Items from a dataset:
§ §
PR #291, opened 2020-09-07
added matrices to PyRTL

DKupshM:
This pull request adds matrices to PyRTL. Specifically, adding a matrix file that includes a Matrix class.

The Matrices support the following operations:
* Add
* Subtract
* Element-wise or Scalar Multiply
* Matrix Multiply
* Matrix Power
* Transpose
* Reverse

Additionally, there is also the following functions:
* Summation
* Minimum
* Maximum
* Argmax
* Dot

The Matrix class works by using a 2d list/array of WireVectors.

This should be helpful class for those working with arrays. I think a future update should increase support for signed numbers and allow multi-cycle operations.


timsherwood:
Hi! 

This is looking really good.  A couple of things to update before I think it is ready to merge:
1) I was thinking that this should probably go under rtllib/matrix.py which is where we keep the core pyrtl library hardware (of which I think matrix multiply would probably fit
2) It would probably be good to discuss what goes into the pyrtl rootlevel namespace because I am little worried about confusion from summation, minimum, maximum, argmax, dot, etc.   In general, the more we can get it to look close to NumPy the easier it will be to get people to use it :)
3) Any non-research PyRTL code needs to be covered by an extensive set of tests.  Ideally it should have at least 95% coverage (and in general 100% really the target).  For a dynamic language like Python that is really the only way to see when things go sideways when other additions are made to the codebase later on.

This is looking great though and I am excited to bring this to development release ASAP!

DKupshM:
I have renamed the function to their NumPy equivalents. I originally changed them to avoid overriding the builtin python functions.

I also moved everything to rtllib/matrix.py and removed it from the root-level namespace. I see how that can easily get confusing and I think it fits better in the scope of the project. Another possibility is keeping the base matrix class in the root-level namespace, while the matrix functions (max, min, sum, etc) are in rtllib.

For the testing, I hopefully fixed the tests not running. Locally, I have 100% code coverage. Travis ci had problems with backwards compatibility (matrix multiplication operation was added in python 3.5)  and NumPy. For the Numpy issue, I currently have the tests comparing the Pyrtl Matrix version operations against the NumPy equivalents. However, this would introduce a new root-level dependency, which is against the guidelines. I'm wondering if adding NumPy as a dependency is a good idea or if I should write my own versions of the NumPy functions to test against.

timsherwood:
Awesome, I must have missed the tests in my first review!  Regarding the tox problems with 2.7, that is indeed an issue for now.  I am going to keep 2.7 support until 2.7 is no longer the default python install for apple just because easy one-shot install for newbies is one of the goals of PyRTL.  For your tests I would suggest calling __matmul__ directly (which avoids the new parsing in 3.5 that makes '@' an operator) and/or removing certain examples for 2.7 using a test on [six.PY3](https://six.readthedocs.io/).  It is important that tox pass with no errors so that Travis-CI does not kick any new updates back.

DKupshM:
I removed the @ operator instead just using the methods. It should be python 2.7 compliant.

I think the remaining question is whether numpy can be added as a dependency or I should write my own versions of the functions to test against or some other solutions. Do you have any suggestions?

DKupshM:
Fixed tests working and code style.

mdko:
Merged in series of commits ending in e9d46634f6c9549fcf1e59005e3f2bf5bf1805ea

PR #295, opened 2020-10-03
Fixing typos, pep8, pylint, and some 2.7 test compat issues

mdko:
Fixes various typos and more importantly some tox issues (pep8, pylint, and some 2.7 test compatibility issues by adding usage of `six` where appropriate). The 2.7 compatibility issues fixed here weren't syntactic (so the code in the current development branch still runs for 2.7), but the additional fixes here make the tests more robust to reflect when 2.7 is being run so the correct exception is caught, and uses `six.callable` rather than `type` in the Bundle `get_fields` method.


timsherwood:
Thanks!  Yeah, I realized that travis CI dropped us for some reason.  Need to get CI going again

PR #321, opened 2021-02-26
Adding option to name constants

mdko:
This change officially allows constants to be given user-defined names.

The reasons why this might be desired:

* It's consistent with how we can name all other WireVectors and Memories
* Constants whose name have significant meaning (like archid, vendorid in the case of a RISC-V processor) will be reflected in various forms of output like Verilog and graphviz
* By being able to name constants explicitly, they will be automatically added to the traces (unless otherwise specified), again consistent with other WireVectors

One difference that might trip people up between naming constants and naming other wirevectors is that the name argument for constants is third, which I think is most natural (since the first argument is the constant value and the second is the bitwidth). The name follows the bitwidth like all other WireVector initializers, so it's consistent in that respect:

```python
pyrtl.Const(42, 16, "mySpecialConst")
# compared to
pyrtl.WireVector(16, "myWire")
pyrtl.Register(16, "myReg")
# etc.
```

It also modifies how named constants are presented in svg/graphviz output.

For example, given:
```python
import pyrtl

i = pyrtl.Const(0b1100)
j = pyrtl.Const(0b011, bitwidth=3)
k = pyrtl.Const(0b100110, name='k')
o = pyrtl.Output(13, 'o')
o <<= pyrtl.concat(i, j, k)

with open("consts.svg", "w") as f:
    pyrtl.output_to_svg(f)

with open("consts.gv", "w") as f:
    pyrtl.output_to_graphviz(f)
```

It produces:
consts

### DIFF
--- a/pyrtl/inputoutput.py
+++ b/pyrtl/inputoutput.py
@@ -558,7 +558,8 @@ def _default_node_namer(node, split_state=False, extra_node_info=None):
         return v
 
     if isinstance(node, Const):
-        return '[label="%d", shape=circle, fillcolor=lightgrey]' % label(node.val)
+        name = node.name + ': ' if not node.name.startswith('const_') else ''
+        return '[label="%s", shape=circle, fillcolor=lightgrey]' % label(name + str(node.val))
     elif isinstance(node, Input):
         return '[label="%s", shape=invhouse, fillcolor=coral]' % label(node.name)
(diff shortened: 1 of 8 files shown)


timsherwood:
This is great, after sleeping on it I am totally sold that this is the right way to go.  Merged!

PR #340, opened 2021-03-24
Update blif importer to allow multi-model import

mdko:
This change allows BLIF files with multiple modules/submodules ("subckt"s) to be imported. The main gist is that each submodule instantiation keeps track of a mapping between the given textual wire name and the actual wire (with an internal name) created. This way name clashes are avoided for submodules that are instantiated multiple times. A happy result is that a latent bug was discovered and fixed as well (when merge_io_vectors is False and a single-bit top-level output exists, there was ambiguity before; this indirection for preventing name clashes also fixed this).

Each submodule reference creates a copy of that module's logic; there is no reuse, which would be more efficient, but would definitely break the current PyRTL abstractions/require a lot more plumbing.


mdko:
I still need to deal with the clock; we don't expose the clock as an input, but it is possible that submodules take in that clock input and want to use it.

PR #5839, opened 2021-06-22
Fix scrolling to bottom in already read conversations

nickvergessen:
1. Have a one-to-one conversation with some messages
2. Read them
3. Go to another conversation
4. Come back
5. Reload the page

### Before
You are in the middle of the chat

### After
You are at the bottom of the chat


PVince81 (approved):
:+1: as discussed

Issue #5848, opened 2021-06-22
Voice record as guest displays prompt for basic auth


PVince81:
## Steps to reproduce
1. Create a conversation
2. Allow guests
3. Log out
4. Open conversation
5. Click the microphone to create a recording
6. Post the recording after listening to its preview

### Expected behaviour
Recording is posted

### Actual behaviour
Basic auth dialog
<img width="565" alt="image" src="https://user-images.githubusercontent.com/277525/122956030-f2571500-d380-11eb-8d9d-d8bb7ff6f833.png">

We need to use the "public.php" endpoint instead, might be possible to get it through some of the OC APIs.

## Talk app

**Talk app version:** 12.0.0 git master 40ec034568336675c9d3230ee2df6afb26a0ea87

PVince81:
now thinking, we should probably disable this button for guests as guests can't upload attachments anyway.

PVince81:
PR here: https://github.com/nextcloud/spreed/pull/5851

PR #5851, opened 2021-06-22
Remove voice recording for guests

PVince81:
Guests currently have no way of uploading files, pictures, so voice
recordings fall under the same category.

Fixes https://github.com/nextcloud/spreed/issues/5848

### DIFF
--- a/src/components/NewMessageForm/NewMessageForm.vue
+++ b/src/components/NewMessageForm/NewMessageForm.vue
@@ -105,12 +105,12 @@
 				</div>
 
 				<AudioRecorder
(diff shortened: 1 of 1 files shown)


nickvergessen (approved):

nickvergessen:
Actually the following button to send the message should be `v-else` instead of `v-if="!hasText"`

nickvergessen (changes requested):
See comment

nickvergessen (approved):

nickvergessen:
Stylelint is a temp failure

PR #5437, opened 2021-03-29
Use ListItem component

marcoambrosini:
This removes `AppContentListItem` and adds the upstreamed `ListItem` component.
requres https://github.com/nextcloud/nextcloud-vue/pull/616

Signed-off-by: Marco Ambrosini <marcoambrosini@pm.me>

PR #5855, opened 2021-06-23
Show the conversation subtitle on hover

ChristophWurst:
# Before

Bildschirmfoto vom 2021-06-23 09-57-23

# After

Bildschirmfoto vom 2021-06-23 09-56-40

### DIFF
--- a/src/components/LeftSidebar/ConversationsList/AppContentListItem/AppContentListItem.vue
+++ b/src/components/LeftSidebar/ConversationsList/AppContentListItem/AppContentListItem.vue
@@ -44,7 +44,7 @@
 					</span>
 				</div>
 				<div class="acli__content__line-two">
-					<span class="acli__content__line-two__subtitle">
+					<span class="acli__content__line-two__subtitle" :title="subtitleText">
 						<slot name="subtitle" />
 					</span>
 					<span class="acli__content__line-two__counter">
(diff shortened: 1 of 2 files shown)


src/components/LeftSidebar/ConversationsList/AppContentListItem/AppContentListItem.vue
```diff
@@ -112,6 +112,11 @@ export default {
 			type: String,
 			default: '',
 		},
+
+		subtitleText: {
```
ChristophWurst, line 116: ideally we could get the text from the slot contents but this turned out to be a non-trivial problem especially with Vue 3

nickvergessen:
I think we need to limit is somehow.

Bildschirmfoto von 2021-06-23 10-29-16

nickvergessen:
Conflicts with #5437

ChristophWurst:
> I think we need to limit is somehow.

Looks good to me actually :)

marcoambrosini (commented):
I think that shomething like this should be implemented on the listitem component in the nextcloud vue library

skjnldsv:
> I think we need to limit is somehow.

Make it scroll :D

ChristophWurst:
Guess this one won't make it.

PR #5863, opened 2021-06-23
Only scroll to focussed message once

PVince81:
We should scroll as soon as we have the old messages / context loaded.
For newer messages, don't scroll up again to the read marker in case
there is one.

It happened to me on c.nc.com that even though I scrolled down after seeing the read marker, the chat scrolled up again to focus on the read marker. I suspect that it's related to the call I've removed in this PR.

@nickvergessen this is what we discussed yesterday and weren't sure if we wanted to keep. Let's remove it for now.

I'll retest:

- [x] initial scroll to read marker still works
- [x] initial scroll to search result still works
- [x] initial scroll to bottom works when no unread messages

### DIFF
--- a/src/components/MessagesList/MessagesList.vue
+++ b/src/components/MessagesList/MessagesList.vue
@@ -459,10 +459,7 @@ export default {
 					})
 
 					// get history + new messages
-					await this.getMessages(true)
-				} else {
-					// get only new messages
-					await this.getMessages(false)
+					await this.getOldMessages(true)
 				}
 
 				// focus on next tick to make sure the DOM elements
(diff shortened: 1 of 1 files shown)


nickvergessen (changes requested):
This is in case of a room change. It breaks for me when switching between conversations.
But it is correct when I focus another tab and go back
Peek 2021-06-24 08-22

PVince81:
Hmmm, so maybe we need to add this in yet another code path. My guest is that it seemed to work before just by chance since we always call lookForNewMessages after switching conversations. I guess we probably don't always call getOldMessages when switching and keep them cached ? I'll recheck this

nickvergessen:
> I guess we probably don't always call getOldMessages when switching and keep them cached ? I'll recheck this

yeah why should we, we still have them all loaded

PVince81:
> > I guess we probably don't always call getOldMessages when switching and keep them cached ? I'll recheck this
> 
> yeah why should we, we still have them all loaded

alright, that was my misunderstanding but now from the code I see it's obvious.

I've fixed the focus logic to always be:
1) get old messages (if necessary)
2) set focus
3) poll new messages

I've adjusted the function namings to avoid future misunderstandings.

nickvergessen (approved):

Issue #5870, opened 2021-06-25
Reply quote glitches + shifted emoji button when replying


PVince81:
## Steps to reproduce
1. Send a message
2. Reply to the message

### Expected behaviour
§ §
Search the records line by line for the word "Reply" and copy every line where it appears.

Reply quote glitches + shifted emoji button when replying
2. Reply to the message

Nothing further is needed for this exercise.